Quand nous nous séparâmes enfin, nous étions tous deux à bout de souffle, haletants comme après un sprint. Son front s’appuya contre le mien, et je sentis son souffle chaud sur ma peau, rougissant mes joues. « Je me suis imaginé ça tellement de fois », murmura-t-il, et sa voix sonnait rauque de désir, presque tremblante. « Mais c’est mieux que toutes mes fantasmes. » Je souris et passai mon pouce sur sa joue, les poils rudes sous mon toucher, un grattement qui m’excita encore plus. « Alors n’arrêtons pas », dis-je, et mon cœur battait si fort que j’étais sûre qu’il pouvait l’entendre. Ma main descendit plus bas, sur sa poitrine, sentant la chaleur qui traversait son t-shirt.

Des couches d’attente

Nous ne nous séparâmes que pour reprendre notre souffle, puis nous commençâmes à nous déshabiller. Lentement. Chaque vêtement était une révélation, une promesse silencieuse qui me fit démanger la peau. Je fis passer son t-shirt par-dessus sa tête, laissant mes paumes glisser sur sa poitrine – des muscles plats sous une peau lisse et chaude qui se tendait sous mes doigts. Ses tétons étaient durs, de petits bourgeons que je caressai avec mes pouces, et il ferma les yeux tandis qu’un gémissement léger s’échappait de ses lèvres, un son qui résonna en moi et descendit directement entre mes jambes. Je laissai mes mains descendre plus bas, sur son ventre, traçant la ligne dure de ses abdos qui se contractaient sous mon toucher. Sa peau tremblait sous mes doigts, et je sentais sa queue presser contre le tissu de son short, une pression dure et insistante qui me rendit encore plus humide.

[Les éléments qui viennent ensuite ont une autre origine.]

PR #11, opened 2023-01-17
vcfeval_flavors

doron-st:
alternative ways to penalize allele and genotype errors in vcfeval
The parameter controlling the penalty is -p (--penalty)
-p 2: usual vcfeval
-p 1: penalize wrong-allele/genotype only once (remove 0.5 of such fps and fns)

« Tu me rends fou », murmura-t-il et il attrapa mon top. Ses doigts tremblaient légèrement alors qu’il le déboutonnait – bouton par bouton, chaque mouvement hésitant, presque vénérateur. Le tissu tomba sur le sol de la tente, et son regard parcourut mon torse nu comme s’il explorait un paysage jamais vu, quelque chose de sacré et d’interdit. « Tu es magnifique », murmura-t-il, et je sentis une rougeur monter en moi, qui n’avait rien à voir avec l’air frais de la nuit, mais tout avec l’intensité de son regard. Je levai les bras, le laissant me regarder, me tournant même lentement pour lui montrer mon dos. Sa main se posa sur mon épaule, et je sentis un baiser sur ma nuque – doux, puis plus exigeant, sa langue chaude sur ma peau.

Ses lèvres trouvèrent mon cou – des morsures douces, puis une succion qui fit picoter ma peau, une brûlure qui se propagea jusqu’à mes tétons. En même temps, sa main se dirigea vers l’attache de mon soutien-gorge. Un clic expert, et le tissu se libéra, tomba vers l’avant. Je haletai lorsque l’air frais effleura mes seins et que sa main chaude en enserra un. Son pouce tourna autour du mamelon, ferme, exigeant, et j’enfouis mon visage contre son épaule tandis que des vagues de sensation me traversaient, chaque toucher comme une petite décharge électrique qui fusait directement dans mon ventre. Je rejetai la tête en arrière, lui offrant plus de ma gorge, et il saisit l’occasion pour tracer une piste avec sa langue jusqu’à ma clavicule, puis plus bas, jusqu’à prendre un mamelon dans sa bouche. Il suça dessus, sa langue tournant autour de la pointe dure, et je gémissai fort, un son qui résonna dans le silence de la tente. Sa main se dirigea vers l’autre sein, le massant, pendant qu’il suçait le premier, et je sentis ma chatte devenir humide, un pouls mouillé qui me fit trembler.

Je voulais le sentir aussi, alors je glissai mes mains sous sa ceinture, laissant mes doigts courir sur ses os de hanche, la ligne dure qui saillait sous la peau. Il tressaillit lorsque je caressai la peau sensible là-bas, un sifflement léger s’échappa de ses lèvres, et je souris contre son menton. « À ton tour », murmurai-je et je déboutonnai son short. La fermeture éclair céda, un bruit fort dans le silence, et je fis glisser le tissu sur ses hanches, le laissant tomber au sol. Il en sortit, se tenant maintenant devant moi seulement en boxer, qui tendait visiblement, le tissu humide de son désir. Je laissai ma main glisser sur le renflement, sentant la chaleur qui traversait le tissu, la dureté de sa queue qui poussait contre ma paume. Il gémit, un son profond et guttural, et se pressa contre moi, une supplication muette qui m’excita encore plus.